審査委員会の構成は、審査が適正に行われるよう介護給付費等対象サービス担当者を代表する委員、市町村を代表する委員、中立的な立場にある公益を代表する委員の三者構成とし、規約に定めるそれぞれ同数の委員をもって組織されている。
【解説】
問題 4【合否のカギをにぎる問題】
幅の広い知識が必要な問題のつくりとなっており、少し「あせった」という受験生もおられるでしょう。出題意図は、国、都道府県、市町村、および関連機関について、どのような役割、機能があるかを広く浅く、部分的に、しかも過去に問題として出していないところを並べて、問題に仕立て上げているようです。合格基準点にとどくようにするには、テクニックや感を駆使して、なんとしてでも得点しておきたい問題です。
1○ 【5訂 第1巻144-149P】
設問のとおりです。
第2号被保険料のお金の流れる順番を知っているかどうかを試す問題です。
本人の給与から天引き→医療保険者→社会保険診療報酬支払基金→保険者→国保連→事業者
素朴な疑問、途中で手数料等で、溶けてなくなりそうですね。クラウドコンピュータの時代なので間の手数料いらなくなれば、保険料負担も軽減できるようになるでしょうね。
2× 【5訂 第1巻146-147P】
第1号被保険料のお金の流れは本人口座→年金保険者→保険者→国保連→事業者となります。
3× 【5訂 第1巻92P】
介護給付費審査委員会は、国保連に設置され介護報酬の請求内容の審査をおこないます。介護報酬の算定基準の設定は、厚生労働大臣が社会保障審議会の意見を聞く必要があります。
単純なヒッカケ問題で、【介護給付費審査委員会】と【社会保障審議会】の違いを問うた内容となっています。ある程度学習準備ができていれば、解答可能と思われます。
4× 【5訂 第1巻95P】
区分支給限度基準額の上乗せの権限があるのは市町村になります。都道府県が間違いになります。これも単純なヒッカケ問題です。
5○ 【5訂 第1巻46P 第4巻80P】
介護保険法第214条に過料に関する規定があります。必ず214条を読みましょう。類似する問題が次年度以降出題される可能性があります。丁寧な学習が得点を作り込んでいきます。ひと手間をおしまず読み込みましょう。
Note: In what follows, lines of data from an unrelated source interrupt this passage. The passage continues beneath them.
PR #275, opened 2021-12-08
capture platform for fs's so we can ensure correct execution context

coryb:
This fixes the platform that is auto-magically swapping to the "default platform" when capturing fs's from mounts.   We now preserve the requested platform from the image and plumb it through were necessary.

Also `--debug` will now have the correct platform from the fs's image.

### DIFF
--- a/codegen/builtin_fs.go
+++ b/codegen/builtin_fs.go
@@ -61,16 +61,16 @@ type Image struct{}
 func (i Image) Call(ctx context.Context, cln *client.Client, ret Register, opts Option, ref string) error {
 	var imageOpts []llb.ImageOption
 	platform := DefaultPlatform(ctx)
-	resolveOpt := llb.ResolveImageConfigOpt{
-		Platform: &platform,
-	}
 	for _, opt := range opts {
 		switch o := opt.(type) {
 		case llb.ImageOption:
 			imageOpts = append(imageOpts, o)
 		case *specs.Platform:
-			resolveOpt.Platform = o
+			platform = *o
 		}
+	}
+	resolveOpt := llb.ResolveImageConfigOpt{
+		Platform: &platform,
 	}
 	for _, opt := range SourceMap(ctx) {
 		imageOpts = append(imageOpts, opt)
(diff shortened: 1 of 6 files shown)


codegen/builtin_fs.go
```diff
@@ -69,6 +69,7 @@ func (i Image) Call(ctx context.Context, cln *client.Client, ret Register, opts
 		case llb.ImageOption:
 			imageOpts = append(imageOpts, o)
 		case *specs.Platform:
+			platform = *o
```
aaronlehmann, line 72: Nit: move the definition of `resolveOpt` down so we don't need the line below?

codegen/value.go
```diff
@@ -138,8 +139,9 @@ func (v *zeroValue) Kind() parser.Kind {
 
 func (v *zeroValue) Filesystem() (Filesystem, error) {
 	return Filesystem{
-		State: llb.Scratch(),
-		Image: &solver.ImageSpec{},
+		State:    llb.Scratch(),
+		Image:    &solver.ImageSpec{},
+		Platform: specs.Platform{OS: runtime.GOOS, Architecture: runtime.GOARCH},
```
aaronlehmann, line 144: Not sure if `ZeroValue` is used for anything in practice, but if it is, I'm wondering if this may cause some problems down the line. We may be trying to build an image for a different platform than the host.

It looks like `scratch` doesn't involve this code path, so it's probably not an issue... Makes sense to try it and see.

aaronlehmann (approved):

codegen/builtin_fs.go
coryb: fixed

aaronlehmann:
LGTM

codegen/value.go
coryb: Yeah, I don't think the ZeroValue with FileSystem is practically used.  Also in order for this Platform to be used, it would have to be the only `fs` in context, which is also probably not practically ever used.  I could leave this as an empty `specs.Platform{}` if you think that makes more sense, perhaps it would be better to have an empty Platform spec than the default one in the case we accidentally use this `Platform` ...

coryb: I have updated to leave this Platform empty, I dont see how it could be used, probably better to get an error in the future if we actually try to this empty Platform in the future.

aaronlehmann: LGTM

過料(かりょう)とは、日本において金銭を徴収する制裁の一。過料は金銭罰ですが、罰金や科料と異なり、刑罰ではありません。特に刑罰である科料と同じく「かりょう」と発音するので、過料を「あやまちりょう」、科料を「とがりょう」と呼んで区別することがあるそうです。
選択肢5を明確に暗記している受験生はいないでしょう。消去法で選択肢、34を×とし選択肢125の中で1つだけ×を選ぶという考えで、選択肢2を×とした受験生が多いでしょう。